Frances McDormand is brilliant. It’s as simple as that. Every scene and every line is delivered perfectly by the Academy Award Winning Actress (Best Actress in a Leading Role in Fargo as Marge Gunderson) her portrayal of a tortured soul is all there to see in her performance. You can feel her anguish and frustration in the Police Department and although the subject matter is pretty grim, there is little nuggets of humour in there and McDormand handles these brilliantly, without them being out of place.

When I first knew about this film and the character Woody Harrelson would be playing I assumed he would be an unlikeable guy. On the contrary, Willoughby isn’t your normal two dimensional town sheriff. He has issues in his own life and actually comes across as a decent guy who by the looks of things has exhausted his leads in the murder case and his resources look pretty limited. Harrelson’s portrayal of the character is realistic that although this case is at the top of Mildred Hayes list of priorities, he has other issues in his profession and more importantly with his health that Mildred is unaware of.

This infuriates Officer Dixon in knowing his Boss is seriously unwell and Mildred’s Billboard stunt is the last thing the Chief Of Police needs. Sam Rockwell portrays the character as someone who respects Willoughby and aspires to be one day. Dixon is protective of his senior officer and as the film rolls on you get to see his violent side. I first saw Rockwell in both 1999 films The Green Mile and Galaxy Quest and then again in 2001’s Heist as Jimmy Silk and I have followed his career ever since. His character is full of anger and frustration. This is due to the fact that Dixon is the Sole Carer to his Mother after his Father died and appears bitter to his predicament. I think this is why the character is the way he is with Willoughby. He sees him as a father figure and is constantly looking for his approval.

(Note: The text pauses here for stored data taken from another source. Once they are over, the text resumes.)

PR #542, opened 2021-02-24
Astarte_E2E: fix "unknown" failure

matt-mazzucato:
+ Update phoenix_gen_socket_client
+ Prevent failures from raising alerts with `unknown` id
+ Treat client disconnections as special cases which cause an immediate alert


tools/astarte_e2e/lib/astarte_e2e/service_notifier.ex
```diff
@@ -164,39 +181,41 @@ defmodule AstarteE2E.ServiceNotifier do
...
-        [{:reply, from, :nothing_to_do}]
-      else
-        [{:reply, from, :mail_sent}]
-      end
+    event_id = Hukai.generate("%a-%A")
 
-    updated_data = Map.put(data, :failures_before_alert, data.failures_before_alert - 1)
+    updated_data =
+      data
+      |> Map.put(:failures_before_alert, data.failures_before_alert - 1)
```
rbino, line 196: Is this necessary? It starts from 0 so now it's going to `-1`

rbino (changes requested):
A rebase is needed

bettio (approved):

rbino (approved):

PR #555, opened 2021-03-22
Rename device metadata to attributes

rbino:
Also add documentation to perform the manual steps needed on existing clusters
using a v1.0 development version. This was not handled using migrations since
the change happened between development versions.


apps/astarte_appengine_api/priv/static/astarte_appengine_api.yaml
```diff
@@ -292,7 +292,7 @@ paths:
       tags:
         - device
       summary: Update a device writeable property
-      description: Update any of the writeable device properties such as device aliases or device metadata.
+      description: Update any of the writeable device properties such as device aliases, device attributes or credentials inhibited.
```
Pavinati, line 295: is `credentials inhibited` no longer writeable?

rbino: The opposite, this documentation was not updated when `credentials_inhibited` was made writable so I fixed that

bettio (approved):

PR #551, opened 2021-03-12
appengine: encode binaryblob values with Base64 even in aggregates

rbino:
Fix #547

Signed-off-by: Riccardo Binetti <riccardo.binetti@ispirata.com>

Issue #550, opened 2021-03-11
Aggregate messages which contain a subset of the needed keys are accepted


rbino:
Data Updater Plant seems to not care if an object aggregation contains less keys than it's supposed to, and saves the available keys with their values and the missing keys with a null value. This means that right now all endpoints in a device owned object aggregation interface are considered "optional".

We should decide if we want to embrace this behaviour by documenting it or to change it by enforcing that an object aggregation should populate all of its endpoints. The middle ground could be to make this configurable with a new interface property (which would make sense only in object aggregate interfaces).

rbino:
Right now, Data Updater Plant checks that all keys that are present in the object have the correct type, but it doesn't check that all endpoints actually have a corresponding key in the object.

This means that if an interface has endpoints `/foo/a`, `/foo/b` and `/foo/c`, DUP accepts an object with payload `%{a: 1, b: 2}` even if `c` is missing (`c` remains null in the database).

This makes data from incomplete data points unfetchable right now, because [this MR](https://github.com/astarte-platform/astarte/pull/551), while correctly making it so that data from aggregate interfaces passes through to_json_friendly to support, e.g., binary to Base64 translation, introduced the side effect that now AppEngine is refusing to return null as value, which shouldn't be there in the first place.

PR #573, opened 2021-04-22
appengine: allow returning nil in AstarteValue.to_json_friendly

rbino:
The interaction between https://github.com/astarte-platform/astarte/issues/550
and https://github.com/astarte-platform/astarte/pull/551 was preventing
aggregate interfaces that got populated with incomplete objects to be queried.
This fixes that, allowing AppEngine to return null in some JSON fields (since
it's not its job to fix that kind of issue anyway).


bettio (changes requested):
Changelog?

PR #574, opened 2021-04-23
data_updater_plant: refute incomplete objects

### LINKED ISSUE #550: Aggregate messages which contain a subset of the needed keys are accepted

rbino:
Data Updater Plant was accepting objects containing a subset of the required
keys. This MR fixes that behaviour, leaving a way to accept the old (incorrect)
one for a transition period: passing
DATA_UPDATER_PLANT_ACCEPT_INCOMPLETE_OBJECTS=true as environment variable.

Fix #550


bettio (changes requested):
At the moment this would break any existing installation since devices having an older interface minor version have less keys than expected, however their data are still valid.
We need to compare keys against expected objects for given major and minor.
We already keeping track of the minor version which introduced any endpoint, however this sounds like a complex change.

bettio:
I suggest documenting this "issue" as a known issue and we must tell our users to pay attention to this that will have stricter checks in future versions.
I think that at the moment the easiest approach would be a device SDK side check.

Issue #569, opened 2021-04-16
Upgrade amqp library in all components


rbino:
A new major version was released which could possibly fix some reconnection failure corner cases, use that everywhere

PR #577, opened 2021-04-30
Upgrade AMQP library to version 2.1 

Annopaolo:
See [#569](https://github.com/astarte-platform/astarte/issues/569).


bettio (changes requested):
Same operation should be repeated on more repos.

Annopaolo:
> Same operation should be repeated on more repos.

Done!

bettio (approved):

PR #353, opened 2024-08-27
add build team availability alerts

tnevrlka:
Jira: [STONEBLD-2651](https://issues.redhat.com/browse/STONEBLD-2651)

Add availability metrics for the build team which fire after five minutes of not having the `konflux_up` parameter
- Add GitHubAppFailureAlert for build-service
- Add QuayFailureAlert for image-controller

The alerts include `runbook_url` to currently non-existing SOPs. There is a [MR open which adds the SOPs](https://gitlab.cee.redhat.com/konflux/docs/sop/-/merge_requests/179), but it's not yet merged (will mark this PR ready for review after it's merged)

PR #423, opened 2024-11-26
feat: add availability alerts for the build team

tnevrlka:
- Add GitHubAppFailureAlert which should trigger when GitHub App is not working in build-service
- Add QuayFailureAlert which should trigger when Quay is not working in image-controller
- Add tests for both of the alerts which test that the alerts are not triggered on different checks and services than expected

Similar to https://github.com/redhat-appstudio/o11y/pull/353 which had to be reverted because the alerts were triggering in unexpected services and checks. 
- `(konflux_up offset 1h)` has been changed to  `konflux_up{service="build-service", check="github"} offset 1h)` (similarly for QuayFailureAlert) in the `expr` field which should result in the alerts triggering only on the correct combination of `service` and `check`
- `service` and `check` have been switched in the old PR, that is now fixed
- More tests have been added to test that the alerts are not triggered on different checks and services than expected

### DIFF
--- a/rhobs/alerting/data_plane/prometheus.build_service_alerts.yaml
+++ b/rhobs/alerting/data_plane/prometheus.build_service_alerts.yaml
@@ -1,0 +1,23 @@
+apiVersion: monitoring.coreos.com/v1
+kind: PrometheusRule
+metadata:
+  name: rhtap-build-service-github-app-alerting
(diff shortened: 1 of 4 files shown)


mftb (approved):
/lgtm
/approve

PR #424, opened 2024-11-28
fix: fixing the expression for the 'Degraded service instances' widget

mftb:


dashboards/grafana-dashboard-konflux-availability-exporter.configmap.yaml
```diff
@@ -283,7 +283,7 @@ data:
               },
               "editorMode": "code",
               "exemplar": false,
-              "expr": "sum( sum by (service, check) (konflux_up{service=~\"$service\"} == 0))",
+              "expr": "sum( count by (service, check) (konflux_up{service=~\"$service\"} == 0))",
```
theflockers, line 286: The only thing to notice is, if the number displayed represents the services degraded per cluster, so this one is correct. IE 1 service degrade in 3 clusters, so it should display 3

If the desired is should the number of services degraded, not taking in consideration the cluster, both should use `count` in both. IE:  1 service degrade all around, the it should display 1.

pacho-rh: Talking with @mftb, the correct case is what he intended with this change (number of services degraded at per-cluster granularity)

pacho-rh (approved):

PR #469, opened 2025-02-18
feat(KFLUXVNGD-197): Add HypershiftAWSQuotaAlmostFull alerting rule

amisstea:
Depends on:
- https://github.com/redhat-appstudio/infra-deployments/pull/5596
- https://gitlab.cee.redhat.com/konflux/docs/sop/-/merge_requests/265

PR #471, opened 2025-02-20
Revert "feat(KFLUXVNGD-197): Add HypershiftAWSQuotaAlmostFull alerting rule"

amisstea:
Reverts redhat-appstudio/o11y#469

I discovered the quota isn't being enforced as I expected (it's actually namespaced, not cluster-scoped). Reverting for now.


amisstea:
On second thought, this can still be enforced with a ClusterResourceQuota so I'll make those changes instead.

amisstea:
According to the OCP docs, `ClusterResourceQuotas` must define a `selector` that should match active namespaces to the order of dozens at most. The namespaces will contend on this quota during object creation so it can create a performance bottleneck. We must plan to scale into the hundreds of active namespaces at a minimum so this might cause problems for us.

With no great option for enforcing a global quota I'm back to the point where reverting this alerting rule is probably the best option. @mftb @mike-kingsbury please review.

mike-kingsbury (approved):

PR #474, opened 2025-02-24
fix: unblock mintmaker update to go-toolset due to change in dir perms

mike-kingsbury:
The go-toolset builder image changed the directory perms of /usr/bin in 1.22 to remove the group writable bit.  This causes the mintmaker proposed changes to fail as go can not compile the 'exporters' binary into /bin (symlinked to /usr/bin).  This change writes the exporter binary to /tmp during compilation and then copies it to the image.


raks-tt (approved):

mftb (approved):
/lgtm
/approve

PR #485, opened 2025-03-14
chore: ignore PodNotReady alerts in mintmaker namespace

qixiang:
mintmaker runs pipelineruns for users within its own namespace, these pipelineruns are renovate jobs, we don't need to be alerted about such errors.

### DIFF
--- a/rhobs/alerting/data_plane/prometheus.pod_alerts.yaml
+++ b/rhobs/alerting/data_plane/prometheus.pod_alerts.yaml
@@ -36,7 +36,7 @@ spec:
         runbook_url: https://gitlab.cee.redhat.com/konflux/docs/sop/-/blob/main/o11y/alert-rule-crashLoopBackOff.md
     - alert: PodNotReady
       expr: |
-            kube_pod_status_phase{phase=~"Pending|Unknown|Failed", namespace!~"(.*-tenant|.*-env|openshift-.*|kube-.*|default|tekton-ci|build-templates-e2e|konflux-ci)"} == 1
+            kube_pod_status_phase{phase=~"Pending|Unknown|Failed", namespace!~"(.*-tenant|.*-env|openshift-.*|kube-.*|default|tekton-ci|build-templates-e2e|konflux-ci|mintmaker)"} == 1
             unless ignoring (phase) (kube_pod_status_unschedulable == 1)
       for: 30m
       labels:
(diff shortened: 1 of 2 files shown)


staticf0x (approved):
Good idea in my opinion

kubasikus:
This will block any alerts from the mintmaker namespace - including alerts for mintmaker-controller. Do you have another alert in place for the controller?

Also,
The CI pipeline seems to be failing due to commit not being signed:

`1: CC1 Body does not contain a 'Signed-off-by' line`

qixiang:
> This will block all pod alerts from the mintmaker namespace - including alerts for mintmaker-controller. Do you have another alert in place for the controller?

We don't have alert for the controller yet, but we have one epic planned for next quarter to implement SLOs for mintmaker. Not sure if this is acceptable to, if not, we'll try to add alert for controller first.

> Also, The CI pipeline seems to be failing due to commit not being signed:
> 
> `1: CC1 Body does not contain a 'Signed-off-by' line`

kubasikus:
> We don't have alert for the controller yet, but we have one epic planned for next quarter to implement SLOs for mintmaker. Not sure if this is acceptable, if not, we'll try to add alert for controller first.

It depends - what happens if the controller goes down? How will it affect users?

qixiang:
> > We don't have alert for the controller yet, but we have one epic planned for next quarter to implement SLOs for mintmaker. Not sure if this is acceptable, if not, we'll try to add alert for controller first.
> 
> It depends - what happens if the controller goes down? How will it affect users?

If the controller goes down, users may not receive dependency update PRs in their repositories. However, this isn't very critical - even if it's down for several tens of minutes or a few hours, it won't cause significant impact. Once the controller recovers, users will receive their update PRs again.

staticf0x:
We also have additional custom monitoring dashboard in Splunk that can be used in the meantime.

kubasikus:
Ack, then I agree that we can disable this for the time being.

One more thing - You should also add a test for this in the unit test file https://github.com/redhat-appstudio/o11y/blob/487839fd1b6f19097c307e1b8aefb70104b1d5f6/test/promql/tests/data_plane/unschedulable_pods_test.yaml#L47 .

Once that's done, I'll get this approved.

kubasikus:
@martysp21 @mike-kingsbury Can you give this a quick look and approve? :)

martysp21 (approved):
With the Test in place LGTM

qixiang:
PR is updated with new test case.

qixiang:
@kubasikus @mike-kingsbury @martysp21 Could you please review the updated PR and merge it if everything looks good? We've been receiving numerous PodNotReady alerts from the mintmaker namespace, and this PR aims to suppress these alerts.

PR #522, opened 2025-04-23
Pod exceeding cpu & memory requested alerts

FaisalAl-Rayes:
[PVO11Y-4645](https://issues.redhat.com/browse/PVO11Y-4645)

This is to warn of pods running above what they requested which puts them at the risk of being evicted in the case of cluster pressure, not only that but it also should signal a change in the behaviour of the pod and might require a revision of the requested resources.


mike-kingsbury:
I'm a little concerned how noisy this will be.  I'd be curious to know how many pods operate under their requested amount of mem & cpu.  I know we can always disable this alert if it does become an issue.  

It appears there's an issue with the CI pipeline, will approve once that's fixed.

FaisalAl-Rayes:
@mike-kingsbury

I would imaging it could be noisy but in the hopes that PRs will start coming in to set the appropriate requests and limits for the resources.

Also the CI pipeline failed on a yaml lint issue... retesting

mike-kingsbury (approved):
LGTM...

mike-kingsbury (approved):

FaisalAl-Rayes:
@raks-tt PTAL

missing one more review

PR #525, opened 2025-04-24
feat(KONFLUX-7900): Do not trigger alert for every pod

jhutar:
This rule was too noisy. This change makes it to fire only once when one of the ETCD pods (or all of them) cross the line.


mike-kingsbury (approved):
LGTM

raks-tt (approved):
/lgtm
/ok-to-test

PR #532, opened 2025-04-29
feat(PVO11Y-4703): implement cluster filtering

martysp21:


dashboards/grafana-dashboard-konflux-availability-exporter.configmap.yaml
```diff
@@ -591,7 +591,7 @@ data:
         "list": [
           {
             "current": {
-              "selected": true,
+              "selected": false,
```
TominoFTW, line 594: What does this change mean? Not it will be empty and user needs to select it by hand from dropdown?

martysp21: Even though it would default out to "All", the change is unnecessary, so I changed it back in all instances.

TominoFTW (approved):
LGTM!

raks-tt:
LGTM

raks-tt (approved):

PR #541, opened 2025-05-08
fix(PVO11Y-4656): Update insufficient members alert threshold

gcpsoares:
- Update insufficient members alert threshold

### DIFF
--- a/rhobs/alerting/data_plane/prometheus.cluster_capacity_alerts.yaml
+++ b/rhobs/alerting/data_plane/prometheus.cluster_capacity_alerts.yaml
@@ -87,7 +87,7 @@ spec:
 
       - alert: EtcdInsufficientMembers
         expr: |
-          (count(etcd_server_id) by (source_cluster) % 2) == 1
+          (count(etcd_server_id) by (source_cluster) % 2) == 0
         for: 1m
         labels:
           severity: warning
--- a/test/promql/tests/data_plane/cluster_capacity_test.yaml
+++ b/test/promql/tests/data_plane/cluster_capacity_test.yaml
@@ -165,12 +165,10 @@ tests:
 
   - interval: 1m
     input_series:
-      # Etcd No Leader failures within threshold limit, so it will be alerted.
+      # Etcd insufficient members threshold limit, so it will be alerted.
       - series: 'etcd_server_id{source_cluster="cluster01",instance="instance1"}'
         values: '1+0x60'
       - series: 'etcd_server_id{source_cluster="cluster01",instance="instance2"}'
-        values: '1+0x60'
-      - series: 'etcd_server_id{source_cluster="cluster01",instance="instance3"}'
         values: '1+0x60'
 
     alert_rule_test:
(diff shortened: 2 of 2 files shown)


rhobs/alerting/data_plane/prometheus.cluster_capacity_alerts.yaml
```diff
@@ -87,7 +87,7 @@ spec:
 
       - alert: EtcdInsufficientMembers
         expr: |
-          (count(etcd_server_id) by (source_cluster) % 2) == 1
+          (count(etcd_server_id) by (source_cluster) % 2) == 0
```
raks-tt, line 90: My only concern here, we need to make sure all three etcd_server_id are present. This alert currently won't trigger if only 1 shows up but this needs to be accounted to as well.

test/promql/tests/data_plane/cluster_capacity_test.yaml
```diff
@@ -194,6 +192,9 @@ tests:
         values: '1+0x60'
       - series: 'etcd_server_id{source_cluster="cluster01",instance="instance2"}'
         values: '1+0x60'
+      - series: 'etcd_server_id{source_cluster="cluster01",instance="instance3"}'
+        values: '1+0x60'
+
     alert_rule_test:
       - eval_time: 11m
         alertname: EtcdInsufficientMembers
```
raks-tt, line 200: Please add a new line here

raks-tt (changes requested):

test/promql/tests/data_plane/cluster_capacity_test.yaml
gcpsoares: New line included.

rhobs/alerting/data_plane/prometheus.cluster_capacity_alerts.yaml
gcpsoares: Other alert will cover 1 instance up situation.

raks-tt, line 90: If all etcd instances are down or not reporting metrics, this expression might not trigger as the metric itself might not be present, not just equal to 0.

So I am proposing something like:
`count(etcd_server_has_leader{namespace="openshift-etcd"} == 1) == 0`
which actually ensures that it is checking that there is a leader and then captures the count of leaders, so if no leader metric is present, the count will be zero, triggering the alert.

wdyt?

gcpsoares: ETCD has no leader alert will cover similar situation. Another alert will be created to count instances up.

test/promql/tests/data_plane/cluster_capacity_test.yaml
```diff
@@ -189,11 +187,15 @@ tests:
...
         values: '1+0x60'
+      - series: 'etcd_server_id{source_cluster="cluster01",instance="instance3"}'
+        values: '1+0x60'
+
     alert_rule_test:
       - eval_time: 11m
-        alertname: EtcdInsufficientMembers
\ No newline at end of file
+        alertname: EtcdInsufficientMembers
+
```
mftb, line 201: This extra blank line should be removed.

raks-tt: yes add a new line but not an extra blank space

gcpsoares: removed blank space

mftb (approved):
/lgtm
/approve

pacho-rh (approved):

raks-tt (approved):

PR #573, opened 2025-05-21
fix(KFLUXVNGD-319): make project-controller alarm less sensitive

yftacherzog:
The alert is firing every once in a while and till now was always resolving itself. Given this and the nature of the work done with this controller (very sporadic and not very time sensitive) we can make the alert less sensitive.


amisstea (approved):

avi-biton (approved):
/lgtm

This film is shot beautifully and with vibrant colours. McDonagh already an Academy Award Winner in 2004 for a Best Short Film in Six Shooter displays his directorial talents again. As far as writing goes, McDonagh again knocks it out the park. The script is solid and when you realise this is the guy who was also nominated in 2008 for Best Screenplay for the film “In Bruges” you can see why. Do I have any issues at all with the film? Well yes, it’s not perfect in the sense of tone at times.

Having spoken to a few people, they have had different experiences with this film from being emotional to finding the film very funny. I get that as the film has all of that but in some scenes (not many) I felt a little unsatisfied in how I was meant to feel and some people I know have felt that way too, but as I said it’s nitpicking and the same can be said for the films final third. Just when you thought we were going to get some closure and resolve for poor Mildred a lead turned out to be a red herring.

One of the more surprising things about the lead comes from none other than Officer Dixon who overheard a conversation between two out of town men bragging about a crime they committed that matches that of Mildred’s Daughter. If anything came out of this, it was how the relationship between the grieving mother and the Dixon actually bettered at the stories climax. Although the two men who committed a crime had nothing to do with Mildred’s Daughter both Dixon and Mildred bonded in the sense they agreed to pay these two men a visit…armed.

Overall I enjoyed the movie and I can see why it got the attention it deserved at the Golden Globes. It remains to be seen how it will fare at the Academy Awards shortly but let’s put it this way there will be a lot more attention on “Three Billboards Outside Ebbing, Missouri” this time and I think it deserves the recognition. Highly Recommended.